After a 100 loss season in 2017, the 2018 San Francisco Giants aimed higher but only managed to win 11 more games. The Giants missed the playoffs for the second straight season but the end of the season has put the team in a tricky spot with no clear direction as they head into 2019.
Coming into the season, the Giants made two major moves: acquiring nine-year veteran Andrew McCutchen and 10-year veteran Evan Longoria after failing to land Giancarlo Stanton from the Miami Marlins. Both acquisitions were made with the goal of making the postseason but it only made the Giants’ problem worse.
They entered the season as the oldest team in the National League with an average player age of 30.15 years old. The average age in Major League Baseball entering the 2018 season was 28.91 years of age according to USA Today. This has been a problem for the Giants for some years. With a farm system that lacks depth outside of their first round draft pick, acquiring catcher Joey Bart and outfielder Heliot Ramos was the only way that this team would improve their poor offensive numbers from 2017 and possibly make an October run.
McCutchen and Longoria got off to slow starts, and with the regular cast of Buster Posey, Joe Panik, Brandon Belt, and Brandon Crawford still intact, only Belt produced early for the team, with 24 hits and walking 14 times in April.
Starting pitching was another disappointment for the 2018 Giants since Ty Blach was the Opening Day starter in place for Madison Bumgarner, who fractured his left pitching hand in his final Spring Training start. Blach, along with new signee Derek Holland, second-year player Chris Stratton, and veteran Johnny Cueto made up the starting rotation. However, with Cueto out due to Tommy John surgery, the top three of Bumgarner, Cueto and Jeff Samardzija were replaced by Holland, Stratton and rookie call-ups, Andrew Suarez and Dereck Rodriguez.
Rodriguez, son of Hall of Fame catcher, Ivan Rodriguez, was the one to make a mark and pitched his name into the Rookie of the Year conversation with a 2.81 ERA and 89 strikeouts over 19 starts.
Injuries also plagued position players throughout the season as seven players had a season-ending surgery.
Buster Posey was playing with a bad hip which made him miss the All Star Game, where he was voted to start the game. Pablo Sandoval, who was having a good role as a power bat and spot starter, had a hamstring injury that sidelined him. And after being called up, Steven Duggar was limited to only 41 games after separating his shoulder in late August. With the team being out of playoff contention towards the end of August, Andrew McCutchen was traded to the New York Yankees as it was thought he wouldn’t resign after a lackluster performance from the team.

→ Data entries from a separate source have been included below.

PR #3585, opened 2022-10-28
Monitor timeout tasks in executor

gaozhangmin:
### Motivation

Monitor slow tasks, add metric `thread_executor_tasks_timeout ` in  `SingleThreadExecutor`

### DIFF
--- a/bookkeeper-common/src/main/java/org/apache/bookkeeper/common/util/SingleThreadExecutor.java
+++ b/bookkeeper-common/src/main/java/org/apache/bookkeeper/common/util/SingleThreadExecutor.java
@@ -19,6 +19,7 @@
 package org.apache.bookkeeper.common.util;
 
 import edu.umd.cs.findbugs.annotations.SuppressFBWarnings;
+
 import java.util.ArrayList;
 import java.util.List;
 import java.util.concurrent.AbstractExecutorService;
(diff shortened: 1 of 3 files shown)


bookkeeper-common/src/main/java/org/apache/bookkeeper/common/util/SingleThreadExecutor.java
```diff
@@ -80,11 +92,14 @@ public SingleThreadExecutor(ThreadFactory tf, int maxQueueCapacity, boolean reje
         } else {
             this.queue = new GrowableMpScArrayConsumerBlockingQueue<>();
         }
+        this.executor = Executors.newSingleThreadScheduledExecutor(new DefaultThreadFactory(EXECUTOR_NAME));
```
merlimat, line 95: This would be doubling the number of threads

bookkeeper-common/src/main/java/org/apache/bookkeeper/common/util/SingleThreadExecutor.java
```diff
@@ -225,6 +246,26 @@ public void execute(Runnable r) {
         }
     }
 
+    private void monitorTimeoutTasks() {
+        for (Runnable task : queue) {
```
merlimat, line 250: The `queue` is meant to be used by a single consumer, so we cannot iterate over it from a different thread.

merlimat (changes requested):

hangc0276 (changes requested):
Why not check when the task actually runs?

PR #3595, opened 2022-10-31
Allow to use IO uring instead of epoll

merlimat:
### Motivation

Allow users to enable IO_uring for BK network transport.

Since the Netty implementation is still considered experimental, it will not be enabled by default, rather only when the `-Denable.io_uring=true` is passed.

### DIFF
--- a/bookkeeper-common/pom.xml
+++ b/bookkeeper-common/pom.xml
@@ -60,6 +60,18 @@
       <artifactId>jctools-core</artifactId>
     </dependency>
     <dependency>
+      <groupId>io.netty.incubator</groupId>
+      <artifactId>netty-incubator-transport-native-io_uring</artifactId>
+      <version>${netty-iouring.version}</version>
+      <classifier>linux-x86_64</classifier>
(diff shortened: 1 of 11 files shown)


codelipenghui (approved):

bookkeeper-common/pom.xml
```diff
@@ -59,6 +59,18 @@
       <groupId>org.jctools</groupId>
       <artifactId>jctools-core</artifactId>
     </dependency>
+    <dependency>
+      <groupId>io.netty.incubator</groupId>
+      <artifactId>netty-incubator-transport-native-io_uring</artifactId>
+      <version>${netty-iouring.version}</version>
```
hangc0276, line 65: remove the version?

hangc0276 (approved):
Good job!

hangc0276:
@merlimat Would you please take a look at the failed tests?

Shoothzj (approved):

zymap (approved):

Overall, the 2018 San Francisco Giants were a very frustrating team to watch for many reasons. The offense was very inconsistent and could never get big hits when they needed them. The bullpen continued to give up multiple leads throughout the season with 30 blown saves. And even when the starting pitching could have quality starts, the offense would never score enough to protect the lead or even guarantee a victory.
This team was never going to contend in the NL West with the likes of the Diamondbacks, the Rockies and the Dodgers all bunched up at the top of the division, even with the $200 million payroll.

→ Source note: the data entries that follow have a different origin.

PR #3598, opened 2022-11-02
Add ByteBuf refCnt test for AddEntry and use pooled ByteBuf reduce heap usage

wenbingshen:
### Motivation

1. Add ByteBuf refCnt test for `addEntry` and `recoveryAddEntry`
2. use pooled ByteBuf reduce heap usage

### DIFF
--- a/bookkeeper-server/src/main/java/org/apache/bookkeeper/bookie/BookieImpl.java
+++ b/bookkeeper-server/src/main/java/org/apache/bookkeeper/bookie/BookieImpl.java
@@ -931,6 +931,18 @@ public class BookieImpl extends BookieCriticalThread implements Bookie {
         return journals.get(MathUtils.signSafeMod(ledgerId, journals.size()));
     }
 
+    @VisibleForTesting
+    public ByteBuf createMasterKeyEntry(long ledgerId, byte[] masterKey) {
+        // new handle, we should add the key to journal ensure we can rebuild
+        ByteBuffer bb = ByteBuffer.allocate(8 + 8 + 4 + masterKey.length);
+        bb.putLong(ledgerId);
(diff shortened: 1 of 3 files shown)


bookkeeper-server/src/main/java/org/apache/bookkeeper/bookie/BookieImpl.java
```diff
@@ -931,6 +931,18 @@ private Journal getJournal(long ledgerId) {
         return journals.get(MathUtils.signSafeMod(ledgerId, journals.size()));
     }
 
+    @VisibleForTesting
+    public ByteBuf createMasterKeyEntry(long ledgerId, byte[] masterKey) {
+        // new handle, we should add the key to journal ensure we can rebuild
+        ByteBuffer bb = ByteBuffer.allocate(8 + 8 + 4 + masterKey.length);
```
merlimat, line 937: If we’re returning a ByteBuf and it’s properly ref counted, then we should just use a pooled ByteBuf instance instead of wrapping a ByteBuffer

merlimat (commented):
Change looks good. I don’t think there’s any memory leak though, because the buffer is just an unspooled buffer from heap

bookkeeper-server/src/main/java/org/apache/bookkeeper/bookie/BookieImpl.java
wenbingshen: @merlimat Great understanding! Thanks for your review and suggestion. I have used a pooled ByteBuf instead of wrapping a ByteBuffer. :)

wenbingshen:
@StevenLuMT also help take a look. Thanks.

Looking toward the 2019 season, the Giants will ultimately have to figure out their problems during this offseason, and it starts with hiring a new general manager as long-time Giants official Bobby Evans was fired before the end of the season.

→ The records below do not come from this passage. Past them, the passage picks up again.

PR #3324, opened 2022-06-09
Apply the backpressure changes on the V2 requests

zymap:
---

*Motivation*

If one bookie is slow (not down, just slow), the BK client
will the acks to the user that the entries are written after
the first 2 acks. In the meantime, it will keep waiting for
the 3rd bookie to respond. If the bookie responds within the
timeout, the entries can now be dropped from memory, otherwise
the write will timeout internally and it will get replayed
to a new bookie.

In the V3 request, we have [server-side backpressure](https://github.com/apache/bookkeeper/pull/1410)
to impact the client-side behaviors. We should apply the same
changes to the V2 request. That would help this [issue](https://github.com/apache/pulsar/issues/14861)
to be resolved.

*Modification*

- Apply the change https://github.com/apache/bookkeeper/pull/1410 to V2 protocol

Descriptions of the changes in this PR:

PR #3599, opened 2022-11-02
Add a judgement of waitTimeoutOnResponseBackpressureMs when throttling read response

gaozhangmin:
#3324 made v2 request support back pressure,  if we set `waitTimeoutOnResponseBackpressureMs`, it won't take effect, because  readWorkerThreadsThrottlingEnabled is enabled by default,


gaozhangmin:
rerun failure checks

zymap (changes requested):
Because it is different logic for them. If you want to use the backpressure, you should know the throttle need to be disabled.

gaozhangmin:
> Because it is different logic for them but they are trying to resolve the same problem. If you want to use the backpressure, you should know the throttle need to be disabled

For most who don't be familiar with the code, they won't know back pressure  need disabling throttle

Should the team go after Washington Nationals player Bryce Harper in free agency? Just like Stanton last year, Harper looks to win now and the product that the Giants put on the field might not be appealing enough to lure the biggest superstar in the National League. The question for the Giants now is: Will the fanbase get onboard with a rebuild and how will the starting lineup look in 2019 on Opening Day against the Padres?